---------- Source material

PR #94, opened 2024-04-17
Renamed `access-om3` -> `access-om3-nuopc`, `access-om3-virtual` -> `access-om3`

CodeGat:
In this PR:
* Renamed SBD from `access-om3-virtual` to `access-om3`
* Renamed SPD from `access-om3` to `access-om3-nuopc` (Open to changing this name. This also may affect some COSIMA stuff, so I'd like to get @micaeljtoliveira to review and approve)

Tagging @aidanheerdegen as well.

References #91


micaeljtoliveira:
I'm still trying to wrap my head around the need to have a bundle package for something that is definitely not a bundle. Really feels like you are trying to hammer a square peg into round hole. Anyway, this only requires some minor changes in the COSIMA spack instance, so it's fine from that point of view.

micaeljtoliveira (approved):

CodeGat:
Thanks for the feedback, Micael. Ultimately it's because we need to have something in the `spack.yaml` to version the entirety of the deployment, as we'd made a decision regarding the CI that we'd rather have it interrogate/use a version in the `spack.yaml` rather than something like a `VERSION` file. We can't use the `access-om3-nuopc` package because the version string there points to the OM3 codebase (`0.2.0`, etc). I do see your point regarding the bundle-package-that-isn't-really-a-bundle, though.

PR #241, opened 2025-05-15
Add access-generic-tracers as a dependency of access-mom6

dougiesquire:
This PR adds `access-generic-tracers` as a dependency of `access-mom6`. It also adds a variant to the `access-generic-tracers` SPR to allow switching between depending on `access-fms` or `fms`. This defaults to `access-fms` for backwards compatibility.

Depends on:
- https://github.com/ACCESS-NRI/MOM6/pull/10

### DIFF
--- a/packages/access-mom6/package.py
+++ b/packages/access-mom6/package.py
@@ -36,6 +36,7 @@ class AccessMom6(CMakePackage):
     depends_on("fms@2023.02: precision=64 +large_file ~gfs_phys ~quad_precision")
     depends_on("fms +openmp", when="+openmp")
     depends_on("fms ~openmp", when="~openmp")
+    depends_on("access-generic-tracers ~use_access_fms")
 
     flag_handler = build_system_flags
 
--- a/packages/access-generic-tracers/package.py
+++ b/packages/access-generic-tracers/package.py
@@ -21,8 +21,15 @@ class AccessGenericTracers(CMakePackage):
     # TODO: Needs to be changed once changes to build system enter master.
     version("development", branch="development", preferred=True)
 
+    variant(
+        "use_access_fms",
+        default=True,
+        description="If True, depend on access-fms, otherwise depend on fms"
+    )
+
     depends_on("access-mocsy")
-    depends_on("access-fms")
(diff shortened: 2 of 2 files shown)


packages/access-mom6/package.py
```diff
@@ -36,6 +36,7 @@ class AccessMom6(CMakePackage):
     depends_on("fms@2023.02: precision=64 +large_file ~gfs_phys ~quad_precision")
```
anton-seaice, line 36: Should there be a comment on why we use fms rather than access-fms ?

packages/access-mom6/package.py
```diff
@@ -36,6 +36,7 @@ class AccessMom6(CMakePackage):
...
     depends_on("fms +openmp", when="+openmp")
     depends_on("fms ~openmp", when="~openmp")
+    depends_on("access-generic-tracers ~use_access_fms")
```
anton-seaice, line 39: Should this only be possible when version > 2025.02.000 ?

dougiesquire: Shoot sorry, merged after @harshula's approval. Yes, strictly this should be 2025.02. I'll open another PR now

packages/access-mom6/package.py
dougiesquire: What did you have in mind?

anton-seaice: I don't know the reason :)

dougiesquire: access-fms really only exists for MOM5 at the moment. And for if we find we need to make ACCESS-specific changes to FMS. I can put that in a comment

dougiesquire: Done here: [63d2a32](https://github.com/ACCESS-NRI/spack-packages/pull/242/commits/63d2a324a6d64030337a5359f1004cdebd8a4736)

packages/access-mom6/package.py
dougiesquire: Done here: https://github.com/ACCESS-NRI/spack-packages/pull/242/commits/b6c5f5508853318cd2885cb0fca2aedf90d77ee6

--------------------

Exercise description: Working through the entries above, copy every line in which "Done" is found.

Solution:
dougiesquire: Done here: [63d2a32](https://github.com/ACCESS-NRI/spack-packages/pull/242/commits/63d2a324a6d64030337a5359f1004cdebd8a4736)
dougiesquire: Done here: https://github.com/ACCESS-NRI/spack-packages/pull/242/commits/b6c5f5508853318cd2885cb0fca2aedf90d77ee6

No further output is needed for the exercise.